I was just wondering if anyone would want some baby goat coats rather than me throwing the out when I move? They are nothing fancy at all, it was just an old wool blanket I cut up, the front was sewn to hold it shut and there is a strip of wool sewn on the top of each one to tie around their belly. I used them for winter kiddings, the wool really pulls the moisture of wet kids fast then I would change to a fresh one if needed. I have at least 12. They were used on my boer babies which were usually around 7-12 pounds. I can ship them if someone wants them, they are free but I'd appreciate if you paid shipping.


----------



## Justice-Kidds (May 2, 2013)

Where are you located?


----------



## HoosierShadow (Apr 20, 2010)

How much for shipping? We need some for upcoming kidding season.

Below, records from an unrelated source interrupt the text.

PR #398, opened 2023-03-01
Make some things optional

gonzoleeman:
These changes make building for iSNS or SLP discovery optional, using the `isns_suported` and `slp_supported` meson options. The defaults for both of these is "true". This means that, by default, there is no functional change.

The first two commits are cleanup, and do not change the build at all. The 3rd commit is where the actual build changes are contained. The last 2 commits update documentation.

Note that the Makefile infrastructure is not updated for these new options, since that build system is deprecated.

Note also that I may change the default to SLP support to "false" at some time in the future, since it is only partially implemented, and therefore never used as far as I know. But that will be later.

### DIFF
--- a/README
+++ b/README
@@ -81,7 +81,7 @@ As of today, the Open-iSCSI Initiator requires a host running the
 Linux operating system with kernel.
 
 The userspace components iscsid, iscsiadm and iscsistart require the
-open-isns library.
+open-isns library, if iSNS support has been chosen at build ttime.
 
 If this package is not available for your distribution, you can download
 and install it yourself.  To install the open-isns headers and library
@@ -205,8 +205,8 @@ options discussed earlier).
 Configuration is contained in directories for:
 
 	- nodes
-	- slp
-	- isns
+	- slp (if supported)
+	- isns (if supported)
 	- static
 	- fw
 	- send_targets
@@ -1254,7 +1254,8 @@ or discovered through the discover daemon iscsid.conf params
 (discussed in 7.1.2).
 
 If your distro does not have systemd units for iSCSI, then you will have
-to start the daemon and log into the targets manually.
+to start the daemon and log into the targets manually. You can also
+compile open-iscsi without systemd support, if you wish.
 
 
 7.1.1 iSCSI startup using the init script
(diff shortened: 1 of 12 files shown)


mikechristie:
I think you can just delete the SLP code. It's been on the README's TODO since the project was created so I think it's safe to say it's not happening :)

It was one of those things where linux-iscsi supported it. We planned to do it so users could transition. No one ever asked for it though, so it never got done. I think someone might have made a tool that does SLP calls and would create node db records using iscsiadm, but because no user requested SLP that never got merged as well.

gonzoleeman:
Withdrawing this pull request, for now. I will submit separate requests to (1) remove SLP support, and (2) make iSNS support optional.

gonzoleeman:
Actually closing.

mikechristie:
You have to leave the kernel code. iscsi_if.h falls under kernel code so you wouldn't change it. If some other tools, like qlogic's management tool (completely different userspace code compared to open-iscsi/usr and uses bsg and iscsi_if stuff directly), did support SLP iscsi discovery when talking directly to the kernel then it still works for them. This doesn't really affect open-iscsi/usr since we never added support for it.

You just drop the SLP code from the open-iscsi userspace tools. For example, iscsiadm/iscsid never supported ISCSI_TGT_DSCVR_SLP, so you don't need to do anything since there is no open-iscsi/usr code.


You would keep ISCSI_NET_PARAM_IPV4_DHCP_SLP_DA_EN in iface.c. It's not doing iscsi SLP discovery. It doesn't require outside libs since it just passes the info down to the card's fw which does all the work, so for what you are trying to accomplish you are ok still.

You would delete things like disocovery.c:slp_discovery and the slp code in iscsiadm.c.

You should be able to just delete the slp code from idbm.c as well. We never do anything with the slp fields in drec.slp, because iscsiadm -m discovery -t slp will return failure and never create slp records (/var/lib/iscsi/slp will always be empty).

If you just delete the idbm.c slp  code like:

idbm_recinfo_config(db->dinfo_slp, f);
idbm_recinfo_discovery(&db->drec_slp, db->dinfo_slp);
idbm_discovery_setup_defaults(&db->drec_slp, DISCOVERY_TYPE_SLP);
idbm_slp_defaults
...

that sets things up and requests them, idbm_recinfo_config will just ignore them in existing records. But, we should not have any slp records because iscsiadm never supported it so it should be an easy upgrade. Also we should never have slp for NODE_DISC_TYPE, so "slp" can just be removed there.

That is if you still have them? 
I'm sad that you won't be needing them


----------



## J.O.Y. Farm (Jan 10, 2012)

If they aren't all gone I would be interested in a few..


----------



## Maggie (Nov 5, 2010)

I am in eastern Pa, zip is 18077. Shipping would depend on how many you want, if only a few I could probably fit them in a large envelope, which I don't imagine would cost much.


----------



## Mkohl (Nov 14, 2013)

if you still have some, we have a number of pregnant does, due in January. I'd like to see how you made them. 

M Kohl


----------



## Maggie (Nov 5, 2010)

They were all given away, thanks.


----------